Gov. Roy Cooper has been visiting vaccination sites around North Carolina this week as the state continues to try to convince more people to get the coronavirus vaccines.

Last week, Cooper announced a new cash drawing for people who get the vaccine. Four vaccinated adults will win $4 million. A separate drawing will award four $125,000 college scholarships to North Carolinians 12 to 17 years old who get a vaccine.

“We need more people vaccinated to fully put this pandemic behind us, so we’re pulling out all the stops,” the governor said Thursday at a vaccination site in Davidson, near Charlotte.


What You Need To Know

  • The governor announced $1 million cash drawing for four adults who get a coronavirus vaccine

  • 12 to 17 year olds could win one of four $125,000 college scholarships in the weekly drawings

  • About 55% of North Carolina adults have gotten at least one shot

  • It's not clear yet if the cash drawing is helping get more people vaccinated

“Getting your shot is a win-win situation. Even if you don’t get the cash prize or scholarship, you’ll still protect yourself and your loved ones from a deadly virus,” he said.

The first drawing will be on Wednesday, with another drawing each Wednesday until August 17. People who get vaccinated now are entered into the drawing twice. But it’s not clear yet if the drawing will drive more people to get the shot.

The governor visited another vaccination clinic in Smithfield Friday with the same message.

“With the highly contagious Delta variant of this virus spreading mostly through unvaccinated people, it’s critical that we continue to get more people vaccinated,” he said Friday.

Dr. Christopher Ohl, an infectious disease expert at Wake Forest Baptist Health in Winston-Salem, shared the same concerns about the new Delta variant of the coronavirus.

“The Delta variant has a higher risk of hospitalization,” he said. “It’s also more contagious than the Alpha or the U.K. variant. In Scotland and England right now, the people it’s affecting most are the 12- to 20-year-olds.”

He said that might have something to do with younger people doing more social activities, but it shows that the Delta variant can spread easier than other strains.

“If you’re unvaccinated, there’s a real good chance you’re going to get this variant,” he said.

It’s not clear just how much of the virus in North Carolina is the Delta variant, but Ohl estimated it accounts for 3 to 8% of cases in the state.

As of Friday, about 55% of adults in North Carolina are at least partially vaccinated. Almost 80% of people 65 and older are fully vaccinated.
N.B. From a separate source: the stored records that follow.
Issue #90, opened 2025-06-13
SearchModules doesn't support provider, namespace, or verified parameters


KiPIDesTAN:
The Terraform MCP server's SearchModules tool supports both the Terraform Registry API for List Modules (when moduleQuery is empty) and Search Modules (when moduleQuery is populated) API call. However, the tool is missing support for the List Module API's provider and verified parameters. The tool is also missing support for the Search Modules API's provider, namespace, and verified parameters. The API definitions are listed on the [Terraform Registry API](https://developer.hashicorp.com/terraform/registry/api-docs) page.

I've already made a fix and will be submitting a PR momentarily. I just wanted to make the issue so it's linked appropriately.

PR #91, opened 2025-06-13
SearchModules tool support for provider, namespace, and verified parameters

KiPIDesTAN:
This pull request enhances the functionality of the `searchModules` feature by adding support for new query parameters (`provider`, `namespace`, and `verified`) and updating the corresponding test cases to validate these changes. The most important changes include modifications to the `searchModules` function, updates to the `SearchModules` handler, and the addition of new test cases.

This change is in alignment with the List Modules and Search Modules [Terraform Registry API](https://developer.hashicorp.com/terraform/registry/api-docs) and fixes issue #90 .

### Enhancements to `searchModules` functionality:

* [`pkg/hashicorp/tfregistry/utils.go`](diffhunk://#diff-8de9e331f18fda531b9a3c0e6bfaf5007af711073524f9bc542b63b822fa9378L260-R275): Updated the `searchModules` function to accept and process new parameters (`provider`, `namespace`, and `verified`). These parameters are appended to the query string when constructing the API request.

* [`pkg/hashicorp/tfregistry/handlers.go`](diffhunk://#diff-ae9e134989cfa5b183e0c671891479217f42eadae57e07077a678f226785ead5R152-R193): Updated the `SearchModules` handler to include the new parameters (`provider`, `namespace`, and `verified`) in the request arguments. Default values and type checks for these parameters were also added.

### Test case additions:

* [`e2e/payloads.go`](diffhunk://#diff-c8e7cb868f756fa2ce58f0d66b03fe5ca3d4ee3c520e8c6bf5dca5749184b251R272-R323): Added multiple test cases to validate the `searchModules` functionality with various combinations of the new parameters (`provider`, `namespace`, and `verified`). These include scenarios with empty queries, specific providers, namespaces, and verified flags.


pkg/hashicorp/tfregistry/handlers.go
```diff
@@ -149,19 +149,48 @@ func SearchModules(registryClient *http.Client, logger *log.Logger) (tool mcp.To
...
+			mcp.WithString("provider",
+				mcp.Description("Terraform provider to limit the search on."),
+				mcp.DefaultString(""),
+			),
+			mcp.WithString("namespace",
+				mcp.Description("Terraform namespace to limit the search on."),
+				mcp.DefaultString(""),
+			),
+			mcp.WithBoolean("verified",
+				mcp.Description("True when searching only for parnter modules. False, otherwise."),
```
thrashr888:
```suggestion
				mcp.Description("True when searching only for partner modules. False, otherwise."),
```

KiPIDesTAN:
@gautambaghel , you're free to not accept the PR, but I would encourage you to revisit your assumptions and design. I've had far more success getting the right response with fewer agent calls by including provider, namespace, and verified as _optional_ parameters. "AI sometimes fumbles with calls with additional parameters" is the opposite of my experience. I've been using this solution for a couple months now.

My comments below are only so you have a record for the future. 

As a basic example, "Write terraform that creates an Azure resource group using only Azure Verified Modules." This prompt should allow an agent to quickly identify Azure/avm-res-resources-resourcegroup/azurerm/0.2.1.

With the current MCP implementation, the agent will call SearchModules and use variations of "resource group" as its query. The registry v1 search API only supports basic keyword search on limited fields within the module meta-data. This is part of the issue.

If we search "resource group", as is often the first phrase agents search, v1 search returns 15 responses, but there are well over 105 that might require paginating through. In this situation, the most common paths taken by models are the following:

1. The model picks the "best" module from the 15 responses, even if the best module isn't even close to what we are interested in. Read "This module must be right because it has the most downloads, even though none of the other criteria fits."
2. The model doesn't like any of the responses and tries a new term to search.

I think there's a third expected path by the existing design, which is that the model will paginate through the search results because there is a currentOffset parameter in the SearchModule function. However, this pagination _never_ occurs. The model does option 2 because the MCP server's response to the agent never makes an indication that there are more possible results and never mentions an offset. This means currentOffset is never used.

This highlights two issues with the current implementation.
(1) Search is basic and gives poor responses.
(2) Even if the search term potentially contains the module requested, the MCP server doesn't provide enough information back to the agent to review the fully returned results.

As for "AI sometimes fumbles with calls with additional parameters", this hasn't been my experience. Models driving agents see "optional" on parameters and more often than not err on the side of caution, not populating values if they're not highly confident of the desire.

For example, if we include the namespace and provider as parameters (my PR), models will typically not populate these values if my example is "Write Terraform that creates an Azure resource group using only Azure Verified Modules." However, it will populate namespace and provider if I say "Write Terraform that creates an Azure resource group using only Azure Verified Modules. Azure Verified Modules only come from the Azure namespace and azurerm provider." 

To that end, you could make the same argument about namespace and provider that you made about verified modules - "you can...force [the] decision by asking it to only pick verified modules." However, if you're going to be explicit about wanting things that can be filtered out during search to give the agent a more accurate, smaller list of modules to choose, why wouldn't you?

The approach of "just put what you want explicitly in the prompt and have the model filter it out later" puts you in the situation of requiring the model to process more data, consume tokens, cost more money, and potentially still miss a lot of return results because it doesn't know it needs to paginate through more search results.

Anyone 12 years and older can get vaccinated in North Carolina for free. The coronavirus vaccines are not authorized for children under 12.

Since the vaccine campaign started in North Carolina, the numbers of new coronavirus cases and people in the hospital with the virus have dropped dramatically.

New cases are down to just a couple hundred each day. That number spiked to more than 10,000 in January.

As of Friday, there were 475 people in the hospital with COVID-19, and that number continues to drop. That’s down from earlier this year, when thousands were in the hospital with the virus.

“Five hundred people in the hospital in the state is still a lot of people due to one disease, and it’s a preventable disease now,” Ohl said.

He said he hasn’t seen much change in the number of people coming in for a vaccine since Cooper announced the new cash drawing.

The number of people getting vaccinated has dropped in recent weeks. As vaccines opened up for more people, the state peaked at giving out almost 686,000 doses during the week of April 5, according to the state Department of Health and Human Services.

That number dropped as the weeks went on, bottoming out at a little less than 137,000 doses for the week after Memorial Day. The numbers started climbing again last week, but the full number is not yet available from DHHS.

Ohl said the state will have to wait and see what effect the cash drawing has on convincing more people to get vaccinated.

“Maybe as the word gets out, it will help. Anything helps get our vaccination rates up,” he said. “It’s a good time to get vaccinated for a lot of reasons.”